Bartlett School of Architecture graduate Cassidy Reid has designed a concept for a high-speed transport network based on Hyperloop to create infrastructural and cultural corridors across Europe, and shrink travel time between cities.
Connecting London to Krakow in just one hour and ten minutes, and passing through Brussels, Cologne, Frankfurt and Prague, Reid's Pan-European Corridor network leverages newly developed Hyperloop technology to make Europe's cultural corridor easily commutable while also helping to connect deprived communities that have been "left behind" by globalisation.

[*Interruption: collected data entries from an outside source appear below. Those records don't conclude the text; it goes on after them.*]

PR #5234, opened 2022-07-26
WIP: [pthread_win32] init

sjkelly:
This adds [pthread-win32](https://github.com/GerHobbelt/pthread-win32). The install step is currently broken, and will need to be fixed...


maleadt:
Rebased and fixed; builds locally.

maleadt:
Should probably rename this to `pthreads_win32`, note the trailing `s`. An alternative name used in the upstream repo is `pthreads4w`. Or, maybe we should just name this `pthreads`, in the case we'd also want to provide `libpthreads.so` for other platforms?

maleadt:
The DLL generated here also doesn't contain a single `pthread_` API call, so something is wrong here.

vchuravy:
Don't we build pthreads for out mingw cross compiler?

maleadt:
It should be included in a mingw distribution, yes, but which JLL contains that?

giordano:
> It should be included in a mingw distribution, yes, but which JLL contains that?

None, it's in the compiler shard for windows.

fingolfin:
Mingw contains winpthreads and this is indeed installed in our compiler shards.

The last comment here was three years ago, and the need of this is unclear - close it?

PR #5238, opened 2022-07-27
Wizard recipe: nng-v1.0.0

simacleod:

* Package name: nng
* Version: v1.0.0


N/nng/build_tarballs.jl
```diff
@@ -0,0 +1,58 @@
...
+
+# The products that we will ensure are always built
+products = [
+    LibraryProduct("libnng", :libnng, "usr/local/lib")
+]
+
+# Dependencies that must be installed before this package can be built
+dependencies = [
+    Dependency(PackageSpec(name="CompilerSupportLibraries_jll", uuid="e66e0078-7015-5450-92f7-15fbd957f2ae"))
+    Dependency(PackageSpec(name="Ninja_jll", uuid="76642167-d241-5cee-8c94-7a494e8cb7b7"))
```
giordano, line 54: Why Ninja is a runtime dependency at all?
```suggestion
```

N/nng/build_tarballs.jl
```diff
@@ -0,0 +1,58 @@
...
+cd $WORKSPACE/srcdir
+for f in ${WORKSPACE}/srcdir/patches/*.patch; do
+    atomic_patch -p1 ${f}
+done
+cd nng
+mkdir build
+cd build
+cmake -G Ninja ..
+ninja
+export DESTDIR=$prefix && ninja install
```
giordano, line 25: Please read the documentation: https://docs.binarybuilder.org/stable/build_tips/#CMake-builds.  You must pass the toolchain file.  Also, no need to patch the CMake file, you can set variables from the command line
```suggestion
cd $WORKSPACE/srcdir/nng
mkdir build
cd build
cmake -DCMAKE_INSTALL_PREFIX=${prefix} -DCMAKE_TOOLCHAIN_FILE=${CMAKE_TARGET_TOOLCHAIN} -DCMAKE_BUILD_TYPE=Release ..
make -j${nproc}
make install
```

N/nng/build_tarballs.jl
```diff
@@ -0,0 +1,58 @@
...
+    Platform("armv6l", "linux"; call_abi = "eabihf", libc = "glibc"),
+    Platform("armv7l", "linux"; call_abi = "eabihf", libc = "glibc"),
+    Platform("powerpc64le", "linux"; libc = "glibc"),
+    Platform("i686", "linux"; libc = "musl"),
+    Platform("x86_64", "linux"; libc = "musl"),
+    Platform("aarch64", "linux"; libc = "musl"),
+    Platform("armv6l", "linux"; call_abi = "eabihf", libc = "musl"),
+    Platform("armv7l", "linux"; call_abi = "eabihf", libc = "musl"),
+    Platform("x86_64", "freebsd"; )
+]
```
giordano, line 43:
```suggestion
platforms = filter!(p -> Sys.islinux(p) || Sys.isfreebsd(p), supported_platforms())
```
What's the problem with the other platforms?

N/nng/build_tarballs.jl
```diff
@@ -0,0 +1,58 @@
...
+
+
+# The products that we will ensure are always built
+products = [
+    LibraryProduct("libnng", :libnng, "usr/local/lib")
```
giordano, line 48: This is was likely being installed in the wrong directory because you weren't passing the proper arguments to CMake as described in the documentation
```suggestion
    LibraryProduct("libnng", :libnng)
```

N/nng/bundled/patches/enable_shared_libs.patch
```diff
@@ -0,0 +1,13 @@
+diff --git before/nng/CMakeLists.txt after/nng/CMakeLists.txt
```
giordano, line 1: This patch is not needed

N/nng/build_tarballs.jl
simacleod: Ah yes, these seem like the correct rocks to smash together :) Thanks for the help!

N/nng/build_tarballs.jl
simacleod: Not sure, this was the wizard output --  Let's find out!

giordano: I know that's the output of the wizard, in the general case it can't figure out the most efficient predicate to filter the platforms appropriately.

N/nng/build_tarballs.jl
```diff
@@ -0,0 +1,39 @@
...
+mkdir build
+cd build
+cmake -DCMAKE_INSTALL_PREFIX=${prefix} -DCMAKE_TOOLCHAIN_FILE=${CMAKE_TARGET_TOOLCHAIN} -DCMAKE_BUILD_TYPE=Release -DBUILD_SHARED_LIBS=1 ..
+make -j${nproc}
+make install
+"""
+
+# These are the platforms we will build for by default, unless further
+# platforms are passed in on the command line
+platforms = filter!(p -> Sys.islinux(p) || Sys.isfreebsd(p), supported_platforms())
```
giordano, line 25: Maybe we can try to build for all platforms and try to understand what's the problem on the other platforms?
```suggestion
platforms = supported_platforms()
```

simacleod: All platforms passing, my issue was probably related to not having the cmake toolchain option set.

Hyperloop is the vision of entrepreneur Elon Musk, the founder of Tesla Motors, PayPal and space exploration company SpaceX. The system employs mag-lev — the same technology that is used by high-speed trains in Japan – in which the electromagnetic levitation of the train means there is no friction, unlike traditional trains that run on tracks.
Musk, who first unveiled the concept for Hyperloop in 2013, later open-sourced the technology and is no longer directly involved in its development.
In Reid's Hyperlink masterplan, the corridor's most populous and diverse terminus would be located in London. Integrated into a bridge on the River Thames, the high-speed twelve-track terminal is designed to "evoke a space-bending feeling of connectivity between other European major cities".